KnigaRead.com/

Ежи Эдигей - По ходу пьесы

На нашем сайте KnigaRead.com Вы можете абсолютно бесплатно читать книгу онлайн Ежи Эдигей, "По ходу пьесы" бесплатно, без регистрации.
Перейти на страницу:

Капитан с любопытством глянул на Ясёлу.

— Вы, пан прокурор, заговорили, как адвокат Павельского.

— Есть, вероятно, один шанс из миллиона, что помреж невиновен. И когда я думаю: а вдруг он и вправду невиновен, но будет приговорен к смерти, мне делается не по себе. У тех, кто играет в лотерею, шансов на главный выигрыш один не к миллиону, а к десяти миллионам. И чуть не каждую неделю кто-то выигрывает. Я опасаюсь судебной ошибки, в которой была бы и моя вина. До конца жизни я бы себе этого не простил.

— Для меня дело ясно. Не предвижу никаких неожиданностей.

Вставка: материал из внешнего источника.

PR #23494, opened 2022-08-22
fix(webpack-dev-server): add custom project config to handler

### LINKED ISSUE #23161: Allow Angular CT configuration to accept custom project configurations
### What would you like?

Angular CT setup should support custom build options to accommodate projects that don't follow the Angular CLI conventions.

### Why is this needed?

To support projects that use Angular but don't adhere to Angular CLI conventions (particularly apps created with [@nrwl/nx](https://github.com/nrwl/nx))

### Other

We developed Angular CT for projects utilizing `@angular/cli`. There are conventions with Angular CLI created projects that we rely on, such as sourcing a project's build options via their `angular.json`. Nx is a popular monorepo tooling solution that supports Angular projects but don't follow the same conventions. The build options are the same, but their source can differ (configurations can be stored in `workspace.json` or project level `project.json` configuration files).

We can extend support by allowing these build options to be passed in explicitly (in the `cypress.config.ts`). Support could look like:

```ts
export const defineConfig({
  component: {
    devServer: {
      framework: 'angular',
      bundler: 'webpack',
      // New Options object
      options: {
        projectConfig: { ... }
      },
    },
  },
})
```

We will probably have to normalize what the projectConfig contains. For Angular CLI projects, the type we expect is:

```ts
export type AngularJsonProjectConfig = {
  projectType: string
  root: string
  sourceRoot: string
  architect: {
    build: {
      options: { [key: string]: any } & { polyfills?: string }
      configurations?: {
        [configuration: string]: {
          [key: string]: any
        }
      }
    }
  }
}
```

We need the `root`, `sourceRoot`, `options` and `configuration['<key>']` information, but the json for Nx's `workspace.json/project.json` might differ so we can condense it to:

```ts
type ProjectConfig = {
  root: string
  sourceRoot: string
  buildOptions: Record<key, any>
}
```

where we assume the `buildOptions` conform to the Angular builder schema. Rough outline but should fit the bill.

We also assume a `tsconfig.json` that we extend from, but this might need to be configurable as well.

jordanpowell88:
- Closes #23161 

### User facing changelog
Adds support for passing a custom `projectConfig` to the webpack dev server.

### Additional details
The current Angular CT support only works for `angular CLI` projects. Frameworks like Nx are therefore not currently supported. This adds the option for Nx or other frameworks to pass in the project configuration details we need to generate the Angular Webpack config for the user. This would also extend the current behavior for users with multiple applications in the angular cli project could specify which application they want to target.

### PR Tasks

- [X] Have API changes been updated in the [`type definitions`](https://github.com/cypress-io/cypress/blob/develop/cli/types/cypress.d.ts)?


npm/webpack-dev-server/src/devServer.ts
```diff
@@ -24,6 +24,7 @@ export type WebpackDevServerConfig = {
 } & {
   framework?: typeof ALL_FRAMEWORKS[number] // Add frameworks here as we implement
   webpackConfig?: unknown // Derived from the user's webpack
+  options?: ProjectConfig
```
ZachJW34, line 27: I'd like this to be:
```
options?: {
  projectConfig: ProjectConfig
}
```

That way we can encapsulate all of the project config options into one property. If we want to add another option in the future, the interfaces don't have to merge.

Also, we will need to work on types a bit since this type should only apply to projects that have specified `angular`.

npm/webpack-dev-server/src/helpers/angularHandler.ts
```diff
@@ -28,14 +30,53 @@ type AngularJson = {
   }
 }
 
+export type ProjectConfig = {
+  root: string
+  sourceRoot: string
+  buildOptions: BuildOptions
```
ZachJW34, line 36: If a user is explicitly supplying `buildOptions` we don't need to take into account the `configurations` since we will still have the problem of assuming `configurations.development` which might not exist. I think this option should only contain the browser builder options and we let the user determine what configuration they'd like to merge options in, something like:
```js
const { projects } = require('./angular.json')

const projectConfig = {
  root: projects.custom.root,
  sourceRoot: projects.custom.sourceRoot,
  buildOptions: {
    ...projects.custom.architect.build.options
    ...projects.custom.architect.build.configurations.test
  }
}

module.exports = { 
  component: {
    devServer: {
      framework: 'angular',
      bundler: 'webpack',
      options: {
        projectConfig
      }
    }
  }
}
```

Since this is an escape hatch, I like the idea of no longer relying on convention (like the expected shape of a proejct config target)

npm/webpack-dev-server/src/devServer.ts
jordanpowell88: Great idea! I'll add this in

Sathish787:
Thanks for implementing this. Would be great help for us as our application is split into multiple npm packages and angular.json configuration are quite different. I don't want to change in the actual angular.json file instead I wanted to use customized angular.json file for cypress unit tests.

When can we expect this change available?

jordanpowell88:
> Thanks for implementing this. Would be great help for us as our application is split into multiple npm packages and angular.json configuration are quite different. I don't want to change in the actual angular.json file instead I wanted to use customized angular.json file for cypress unit tests.
> 
> When can we expect this change available?

We are hoping this lands with the next release, as it is currently implemented in the PR it would allow you to pass in the `projectConfig` you want to use as part of the webpack devserver

cli/types/cypress.d.ts
```diff
@@ -3047,16 +3047,29 @@ declare namespace Cypress {
 
   type PickConfigOpt<T> = T extends keyof DefineDevServerConfig ? DefineDevServerConfig[T] : any
 
+  type ProjectConfig = {
```
ZachJW34, line 3050: Let's make this type more specific, like `AngularDevServerProjectConfig`, or you can inline the type and extract it in the dev-server. `ProjectConfig` sounds like it might apply to other Cypress types

npm/webpack-dev-server/src/helpers/angularHandler.ts
```diff
@@ -5,19 +5,22 @@ import { pathToFileURL } from 'url'
...
 
+type BuildOptions = Record<string, any>
+
+type Configurations = {
+  configurations?: {
+    [configuration: string]: BuildOptions
+  }
+}
+
+export type MyType = Extract<Cypress.DevServerConfigOptions, { framework: 'angular'}>
```
ZachJW34, line 16: Unused

system-tests/test/component_testing_spec.ts
```diff
@@ -123,6 +123,14 @@ describe(`Angular CLI major versions`, () => {
       expectedExitCode: 0,
     })
   }
+
+  systemTests.it('angular 14 custom config with mount tests', {
```
ZachJW34, line 127: Rename to `angular 14 custom config` since it isn't running the mount tests.

system-tests/projects/angular-custom-config/src/app/my-component.cy.ts
```diff
@@ -0,0 +1,8 @@
+import { MyComponent } from './my-component'
+
+describe('MyComponent', () => {
+  it('should mount with an h1 tag with a class of very-red', () => {
+    cy.mount(MyComponent)
+    cy.get('h1').should('have.css', 'color', 'rgb(255, 0, 0)')
```
ZachJW34, line 6:
```suggestion
    // Proves out the Angular specific `projectConfig` option. The global styles in `custom-styles.scss` would not normally be applied with how this project's `angular.json`
    // is configured. By utilizing the `projectConfig` option in `component.devServer.options`, we can change the
    // build options to allow this global style to be loaded.
    cy.get('h1').should('have.css', 'color', 'rgb(255, 0, 0)')
```

cli/types/cypress.d.ts
```diff
@@ -3047,16 +3047,29 @@ declare namespace Cypress {
...
   } | {
     bundler: 'vite'
     framework: 'react' | 'vue'
     viteConfig?: Omit<Exclude<PickConfigOpt<'viteConfig'>, undefined>, 'base' | 'root'>
+  } | {
+    bundler: 'webpack',
+    framework: 'angular',
+    webpackConfig?: PickConfigOpt<'webpackConfig'>,
+    options?: {
+      projectConfig: AngularDevServerProjectConfig
```
mike-plummer, line 3071: Should this be optional? Looks like it's declared that way in `devServer.ts`

npm/webpack-dev-server/src/helpers/angularHandler.ts
```diff
@@ -138,8 +122,8 @@ export async function generateTsConfig (devServerConfig: WebpackDevServerConfig,
     includePaths.push(toPosix(cypressConfig.supportFile))
   }
 
-  if (projectConfig.architect.build.options.polyfills) {
-    const polyfills = getProjectFilePath(projectConfig.architect.build.options.polyfills)
+  if (buildOptions?.polyfills) {
+    const polyfills = getProjectFilePath(buildOptions?.polyfills)
```
ZachJW34, line 126:
```suggestion
  if (buildOptions.polyfills) {
    const polyfills = getProjectFilePath(buildOptions.polyfills)
```

No need for the optional access here

ZachJW34 (approved):
Couple nits and @mike-plummer comment about the optional `projectConfig` property, works great!

cli/types/cypress.d.ts
jordanpowell88: @mike-plummer sorry, I thought you were referring to the change that @ZachJW34 proposed. This commit 133d6aa1c40b0505cff1eded103d11ccdc6b389a should have the change you requested. Great catch!

mike-plummer (approved):

astone123:
@jordanpowell88 are there any docs going in around this `options` config key? Might be worth adding a section about it [here?](https://docs.cypress.io/guides/references/configuration#devServer)

npm/webpack-dev-server/src/helpers/angularHandler.ts
```diff
@@ -30,21 +33,7 @@ type AngularJson = {
...
-async function getAngularCliWebpackConfig (devServerConfig: WebpackDevServerConfig) {
-  const { projectRoot } = devServerConfig.cypressConfig
-
-  const {
-    generateBrowserWebpackConfigFromContext,
-    getCommonConfig,
-    getStylesConfig,
-  } = await getAngularCliModules(projectRoot)
-
+export async function getProjectConfig (projectRoot: string): Promise<Cypress.AngularDevServerProjectConfig> {
```
astone123, line 36: Might it be possible to throw a config error in this function (if we can't resolve the config with the defaults) that has some info about configuring your Angular project using `devServer.options.projectConfig`?

jordanpowell88:
> @jordanpowell88 are there any docs going in around this `options` config key? Might be worth adding a section about it [here?](https://docs.cypress.io/guides/references/configuration#devServer)

Great idea. I will work on adding some documentation around that now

— Я бы так не говорил. Доводы Павельского не лишены оснований. Он вправе защищаться, и надо разобраться во всех неясностях.

— Пан прокурор, я еще вчера хоть ни в чем не сомневался, но просто для очистки совести и не желая, чтобы защитник потом распространялся насчет «пробелов в следствии», решил этими пробелами заняться. О них в основном пишет и Павельский. Я говорил с сотрудниками, осматривавшими театр. И те, черт возьми, признались, что обшарили все здание, а про столик начисто забыли. Даже в ящик не заглянули. Я их отругал, но что теперь поделаешь? Ничего не поправить. Сознаюсь, моя оплошность, и защитник на суде придерется. И, увы, будет прав. Всегда так, когда сам недоглядишь. Я возлагал надежды на обыск в доме помрежа и поехал с опергруппой туда. За день пришлось обыскать здание театра и еще пятнадцать квартир, кроме квартиры Павельских. Иначе можно было вспугнуть преступника. Из-за спешки и все упущения. Арестованный напрасно обвиняет меня в пристрастности, хоть я и не скрываю, что в виновности его убежден.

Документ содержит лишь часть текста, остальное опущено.